PR #3180, opened 2020-12-06
Fix #1531, Let xlims be set to Dates or DateTimes

### LINKED ISSUE #1531: xlim does not work with DateTimes
Similar to #1026,

```julia
> plot([DateTime(2016), DateTime(2017)], [3,2], xlim=(DateTime(2015), DateTime(2018)))

MethodError: no method matching optimize_datetime_ticks(::DateTime, ::DateTime; k_min=2, k_max=4)
```

and, like #1026, using `Dates.value` solves the issue.

ThatcherC:
Resolves #1531, allowing xlims to be set to Date or DateTime values. Also adds two unit tests that show xlims working with both Date and DateTime.

### DIFF
--- a/src/axes.jl
+++ b/src/axes.jl
@@ -94,6 +94,8 @@ function attr!(axis::Axis, args...; kw...)
                 for vi in v
                     discrete_value!(axis, vi)
                 end
+            #could perhaps use TimeType here, as Date and DateTime are both subtypes of TimeType
+            # or could perhaps check if dateformatter or datetimeformatter is in use
             elseif k == :lims && isa(v, Tuple{Date,Date})
                 plotattributes[k] = (v[1].instant.periods.value, v[2].instant.periods.value)
             elseif k == :lims && isa(v, Tuple{DateTime,DateTime})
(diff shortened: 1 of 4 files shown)


daschw:
Thanks! Sorry I merged your other PR before this now we have a conflict here. Could you rebase this PR on current master? I think ideally, we should somehow call type recipes on axes attributes like ylims (or ticks - where we special case for Dates types). However, until we come up with a clear general interface for that, I think special casing for Dates types here for lims ony is an improvement.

------------------------------

PROMPT: What is needed is a word-for-word copy of all the entries.

ANSWER SECTION:
PR #3180, opened 2020-12-06
Fix #1531, Let xlims be set to Dates or DateTimes

### LINKED ISSUE #1531: xlim does not work with DateTimes
Similar to #1026,

```julia
> plot([DateTime(2016), DateTime(2017)], [3,2], xlim=(DateTime(2015), DateTime(2018)))

MethodError: no method matching optimize_datetime_ticks(::DateTime, ::DateTime; k_min=2, k_max=4)
```

and, like #1026, using `Dates.value` solves the issue.

ThatcherC:
Resolves #1531, allowing xlims to be set to Date or DateTime values. Also adds two unit tests that show xlims working with both Date and DateTime.

### DIFF
--- a/src/axes.jl
+++ b/src/axes.jl
@@ -94,6 +94,8 @@ function attr!(axis::Axis, args...; kw...)
                 for vi in v
                     discrete_value!(axis, vi)
                 end
+            #could perhaps use TimeType here, as Date and DateTime are both subtypes of TimeType
+            # or could perhaps check if dateformatter or datetimeformatter is in use
             elseif k == :lims && isa(v, Tuple{Date,Date})
                 plotattributes[k] = (v[1].instant.periods.value, v[2].instant.periods.value)
             elseif k == :lims && isa(v, Tuple{DateTime,DateTime})
(diff shortened: 1 of 4 files shown)


daschw:
Thanks! Sorry I merged your other PR before this now we have a conflict here. Could you rebase this PR on current master? I think ideally, we should somehow call type recipes on axes attributes like ylims (or ticks - where we special case for Dates types). However, until we come up with a clear general interface for that, I think special casing for Dates types here for lims ony is an improvement.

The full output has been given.